# EMT Practical -- EMTs NEEDED!



## IMSargon (May 9, 2006)

EMTs in training need some help from EMTs who can get to Durham, NH. A friend said I should ask for help here.

Our class has just finished, but we only have a couple EMTs signed up to help out with the practical on Saturday the 13th. If we don't get about 10 by tomorrow morning, the practical is canceled! Without the practical we can't get certified, which means no EMTing this summer for me or the other students - I think there's about 30 of us. You get some free food, and get paid by the state of NH! You don't need to be registered as in EMT in NH to help us out, you only need to be an EMT.
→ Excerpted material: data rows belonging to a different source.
PR #665, opened 2026-08-13
Allow subquery interpolation

ptoffy:
This implements `PostgresQuery` subquery interpolation by analysing the query and renumbering all binds depending on the existing ones in the base query. Implements a lexer based on [postgres' `scan.l`](https://github.com/postgres/postgres/blob/master/src/backend/parser/scan.l)

### DIFF
--- a/Sources/PostgresNIO/New/PostgresQuery+PlaceholderLexer.swift
+++ b/Sources/PostgresNIO/New/PostgresQuery+PlaceholderLexer.swift
@@ -5,6 +5,10 @@ extension PostgresQuery {
     }
 
     enum PlaceholderLexer {
+        /// Finds every top-level bind placeholder (`$1`, `$2`, ...) in the query,
+        /// returning the UTF-8 offset of each placeholder's `$` and its number
+        /// in order of finding. Placeholder-like text inside string literals, quoted
+        /// identifiers, comments, and dollar-quoted strings is not matched.
         static func placeholders(in query: String) -> [Placeholder] {
             let utf8 = query.utf8
             var placeholders: [Placeholder] = []
--- a/Sources/PostgresNIO/New/PostgresQuery+PlaceholderLexer.swift
+++ b/Sources/PostgresNIO/New/PostgresQuery+PlaceholderLexer.swift
@@ -1,0 +1,271 @@
+extension PostgresQuery {
+    struct Placeholder {
+        let position: Int
+        let number: Int
+    }
+
+    enum PlaceholderLexer {
+        static func placeholders(in query: String) -> [Placeholder] {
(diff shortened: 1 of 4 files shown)


Sources/PostgresNIO/New/PostgresQuery.swift
```diff
@@ -33,10 +39,13 @@ extension PostgresQuery {
         var sql: String
         @usableFromInline
         var binds: PostgresBindings
+        @usableFromInline
+        var placeHolderPositions: [Int]
```
fabianfett: puh. allocating an extra array for this feature on every query seems wasteful.

Sources/PostgresNIO/New/PostgresQuery.swift
```diff
@@ -6,22 +6,28 @@ public struct PostgresQuery: Sendable, Hashable {
     public var sql: String
     /// The query binds.
     public var binds: PostgresBindings
+    // UTF-8 offsets of the `$` of each interpolation-written placeholder in `sql`.
```
fabianfett: I think instead of using the number `$` approach we should go back to just `?`. With this we probaly don't need to do the extra bookkeeping.

ptoffy: PSQL uses `$x` on the wire so we'd be simply pushing the `?` -> `$x` down the pipeline. This also means we'd be doing it for every query rather than only for the subquery interpolation ones

ptoffy:
@fabianfett the other approach that would allow this feature would be looking for the placeholders in the query manually instead of keeping track of them while interpolating. So when and only when we need it we'd be feeding the query through a small lexer to find the various `$x` (only the ones that are actual bind placeholders) and renumber them. this would also solve the issue of not being able to track placeholders that come from `unsafeSQL`, but it would require keeping a piece of code to correctly scan the query

fabianfett:
@ptoffy I like the proposed solution.

Sources/PostgresNIO/New/PostgresQuery+PlaceholderLexer.swift
```diff
@@ -0,0 +1,271 @@
+extension PostgresQuery {
+    struct Placeholder {
+        let position: Int
+        let number: Int
+    }
+
+    enum PlaceholderLexer {
+        static func placeholders(in query: String) -> [Placeholder] {
```
fabianfett, line 12: please add a comment here what we are looking for an why.

ptoffy: 75a1e8101393a3ffc45582c115ae7d51dc81e96c

PR #667, opened 2026-08-17
Fix replacement after connection closes with queued request

### LINKED ISSUE #657: Request is stranded if last connection fails with `minimumConnectionCount == 0` and no other request is enqueued after
### Describe the issue

If `minimumConnectionCount` is 0 and there's a request being processed, with no other requests enqueued afterwards and the connection that the work is being done on fails, no subsequent connection is opened to continue the work and the request is left stranded

### Vapor version

Not using Vapor

MacOS 26.4.1 (25E253)

### Swift version

Swift Package Manager - Swift 6.3.2

### Steps to reproduce

```swift
@available(macOS 13.0, iOS 16.0, tvOS 16.0, watchOS 9.0, *)
@Test func testLastConnectionDyingWithQueuedRequestCreatesReplacement() {
    var configuration = PoolConfiguration()
    configuration.minimumConnectionCount = 0
    configuration.maximumConnectionSoftLimit = 1
    configuration.maximumConnectionHardLimit = 1
    configuration.keepAliveDuration = nil

    var stateMachine = TestPoolStateMachine(
        configuration: configuration,
        generator: .init(),
        timerCancellationTokenType: MockTimerCancellationToken.self,
        clock: MockClock()
    )

    // first connection
    let request1 = MockRequest(connectionType: MockConnection.self)
    guard case .makeConnection = stateMachine.leaseConnection(request1).connection else {
        Issue.record()
        return
    }
    let connection1 = MockConnection(id: 0)
    #expect(stateMachine.connectionEstablished(connection1, maxStreams: 1).request == .leaseConnection(.init(element: request1), connection1))

    let request2 = MockRequest(connectionType: MockConnection.self)
    #expect(stateMachine.leaseConnection(request2) == .none())

    // connection dies while request2 is queued
    let closedAction = stateMachine.connectionClosed(connection1)
    #expect(closedAction.request == .none)
    guard case .makeConnection(let replacementRequest, _) = closedAction.connection else {
        Issue.record("Expected a replacement connection for the queued request, got \(closedAction.connection)") // fails here
        return
    }

    // the replacement serves the queued request
    let connection2 = MockConnection(id: replacementRequest.connectionID)
    #expect(stateMachine.connectionEstablished(connection2, maxStreams: 1).request == .leaseConnection(.init(element: request2), connection2))
}
```

### Outcome

The work is completed correctly by creating a new request

### Additional notes

_No response_

EhsanAzish80:
Fixes #657.

When the last connection closed with `minimumConnectionCount` set to zero, the pool only considered its configured minimum and ignored queued lease requests. This left the request stranded when no later request arrived to trigger another connection attempt.

Create a replacement connection when the pool is running, work remains queued, and the existing connection-attempt and hard limits permit it. Backoff and shutdown behavior remain unchanged.

Added a regression test covering the reported sequence.

Tests:

- `testLastConnectionDyingWithQueuedRequestCreatesReplacement`
- `PoolStateMachineTests`: 30 passed
- `ConnectionPoolModuleTests`: 109 passed
- `PostgresNIOTests`: 172 passed

### DIFF
--- a/Sources/ConnectionPoolModule/PoolStateMachine.swift
+++ b/Sources/ConnectionPoolModule/PoolStateMachine.swift
@@ -659,7 +659,19 @@ struct PoolStateMachine<
         case .running, .connectionCreationFailing, .circuitBreakOpen:
             self.cacheNoMoreConnectionsAllowed = false
 
-            let closedConnectionAction = self.connections.connectionClosed(connection.id, shuttingDown: self.gracefulShutdownTriggered)
+            let createConnectionForQueuedRequest: Bool
+            if case .running = self.poolState {
+                createConnectionForQueuedRequest = !self.requestQueue.isEmpty
+                    && self.connections.stats.connecting < self.configuration.maximumConcurrentConnectionRequests
+            } else {
+                createConnectionForQueuedRequest = false
+            }
+
+            let closedConnectionAction = self.connections.connectionClosed(
+                connection.id,
+                shuttingDown: self.gracefulShutdownTriggered,
+                createConnectionForQueuedRequest: createConnectionForQueuedRequest
+            )
 
             let connectionAction: ConnectionAction
             if let newRequest = closedConnectionAction.newConnectionRequest {
@@ -671,7 +683,11 @@ struct PoolStateMachine<
             return .init(request: .none, connection: connectionAction)
 
         case .shuttingDown:
-            let closedConnectionAction = self.connections.connectionClosed(connection.id, shuttingDown: true)
+            let closedConnectionAction = self.connections.connectionClosed(
+                connection.id,
+                shuttingDown: true,
+                createConnectionForQueuedRequest: false
+            )
 
             let connectionAction: ConnectionAction
             if self.connections.isEmpty {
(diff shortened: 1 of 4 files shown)


Sources/ConnectionPoolModule/PoolStateMachine.swift
```diff
@@ -664,6 +664,17 @@ struct PoolStateMachine<
...
+                !self.requestQueue.isEmpty,
+                self.connections.stats.connecting < self.configuration.maximumConcurrentConnectionRequests
+            {
+                let newRequest = self.connections.createNewDemandConnectionIfPossible()
+                    ?? self.connections.createNewOverflowConnectionIfPossible()
+                if let newRequest {
+                    connectionAction = .makeConnection(newRequest, closedConnectionAction.timersToCancel)
+                } else {
+                    connectionAction = .cancelTimers(closedConnectionAction.timersToCancel)
+                }
```
fabianfett: this looks weird. my feeling is that we should forward the info here into:

```
            let closedConnectionAction = self.connections.connectionClosed(connection.id, shuttingDown: self.gracefulShutdownTriggered)
```

and change the behavior there.

fabianfett (commented):
Thanks for the issue and the proposed fix. I think though we should fix this inside the `connections`.

Sources/ConnectionPoolModule/PoolStateMachine.swift
EhsanAzish80: Good point — I moved the replacement decision into `ConnectionGroup.connectionClosed` and kept the queued-demand and connection-request limits in the caller. The focused state-machine suites pass.

PR #669, opened 2026-08-27
Do not close connections when receiving a server error with a 28xxx SQL state

gwynne:
In the current implementation, 28xxx SQL state errors from the server, which are listed as "Class 28 - Invalid Authorization Specification" are treated as connection-fatal. This PR removes that behavior, as there are conditions under which such errors can be generated without meaning that the connection is no longer valid. The most obvious example is the case where a stored procedure `RAISE`s an exception with a 28xxx SQL state to indicate specific error conditions. An actual authentication failure still results in connection closure without this check, and by not closing the connection in case of error, such stored procedures—and other cases where 28xxx SQL states are use—can operate as designed.

### DIFF
--- a/Sources/PostgresNIO/New/Connection State Machine/ConnectionStateMachine.swift
+++ b/Sources/PostgresNIO/New/Connection State Machine/ConnectionStateMachine.swift
@@ -1088,12 +1088,6 @@ extension ConnectionStateMachine {
                 // any error message that doesn't have a sql state field, is unexpected by default.
                 return true
             }
-            
-            if sqlState.starts(with: "28") {
-                // these are authentication errors
-                return true
-            }
-            
             return false
         case .clientClosedConnection, .poolClosed:
             preconditionFailure("A pure client error was thrown directly in PostgresConnection, this shouldn't happen")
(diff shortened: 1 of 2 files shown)


0xTim (approved):

Sources/PostgresNIO/New/Connection State Machine/ConnectionStateMachine.swift
```diff
@@ -1088,12 +1088,6 @@ extension ConnectionStateMachine {
                 // any error message that doesn't have a sql state field, is unexpected by default.
                 return true
             }
-            
-            if sqlState.starts(with: "28") {
```
fabianfett, line 1092: Can we add a test that validates that this still correctly fails for auth issues?

gwynne: The existing auth test already does so.

fabianfett: okay, then we also need a test case for the reverse one... 28xxx codes should not close the connection after auth.

ptoffy: Test added

fabianfett (approved):
Thank you!

PR #670, opened 2026-09-03
Clamp Date instead of crashing

### LINKED ISSUE #632: Crash in `Date.encode` if the date is long distant future
### Describe the issue

`Date.encode` method crashes if the date is long distant future

### Vapor version

4.111.1

macOS 26.3.1

### Swift version

6.2.3

### Steps to reproduce

_No response_

### Outcome

_No response_

### Additional notes

https://github.com/vapor/postgres-nio/blob/cc0201cfdc166c0e85af606e617ab7afc3b938be/Sources/PostgresNIO/New/Data/Date%2BPostgresCodable.swift#L18-L19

It'd be a horrible thing if our whole class didn't get certified because we couldn't find enough people to help us out. Think how great you'd feel adding new members to the EMT community, meeting fun new people, and getting paid all at the same time! Please help! Just leave me a post to say you're interested, and I'll give you my e-mail.

Thanks,
-Sargon


----------



## Jon (May 9, 2006)

We have a member or two on here from NH... Dunno if they are around...

I'd love to help... but I'm in PA


----------



## Wingnut (May 9, 2006)

I'd be more than happy to help but same problem, I'm in FL. You might also want to check out EMTvillage, and emt city.


----------



## MMiz (May 9, 2006)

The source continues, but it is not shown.